Поговорив с ними еще немного, я кликнул собак и пошел дальше. Старик ждал, пока я не скрылся за живой изгородью, и лишь тогда велел работникам снова взяться за дело. Дойдя до выгона на полпути между домом и нижними полями, я остановился и оглянулся поверх покосившейся ограды. На вершине холма четко вырисовывались силуэты телег, и на фоне неба темными точками выделялись очертания застывших в ожидании лошадей. В последних лучах солнца снопы пшеницы отливали золотом. Темно-синее, а у скал почти фиолетовое море казалось бездонным, как всегда в часы прилива. В восточной части бухты стояла целая флотилия рыбачьих лодок, готовая выйти в море при первых порывах берегового бриза.

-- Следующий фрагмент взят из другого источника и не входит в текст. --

PR #1186, opened 2017-11-14
Don't handle exceptions when the request it isn't a Contao request

bytehead:
Let exceptions be exceptions if the exceptions are not originating from a Contao request.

Когда я вернулся, дом был погружен в тень и только на флюгере над шпилем часовой башни дрожала слабая полоска света. Я медленно шел через лужайку к открытой двери. Сиком еще не посылал закрыть ставни, и окна дома смотрели в сгущающийся мрак. Было что-то теплое и приветное в этих поднятых оконных рамах, в слегка колышущихся занавесях и в мысли о комнатах за окнами, таких знакомых и любимых. Из труб прямыми тонкими струйками поднимался дым. Дон, старый ретривер, слишком древний и немощный, чтобы с более молодыми собаками сопровождать меня, почесывался, лежа на песке под окнами библиотеки, а когда я подошел ближе, повернул голову и завилял хвостом.
Впервые с тех пор, как я узнал о смерти Эмброза, я с поразительной остротой и силой осознал: все, что я сейчас вижу, все, на что смотрю, принадлежит мне. Всецело, безраздельно. Эти окна и стены, эта крыша, этот колокол, пробивший семь раз при моем приближении, все живое в доме — мое, и только мое. Трава под моими ногами, деревья вокруг меня, холмы у меня за спиной, луга, леса, даже мужчины и женщины, возделывающие землю, — часть моего наследства; все это мое.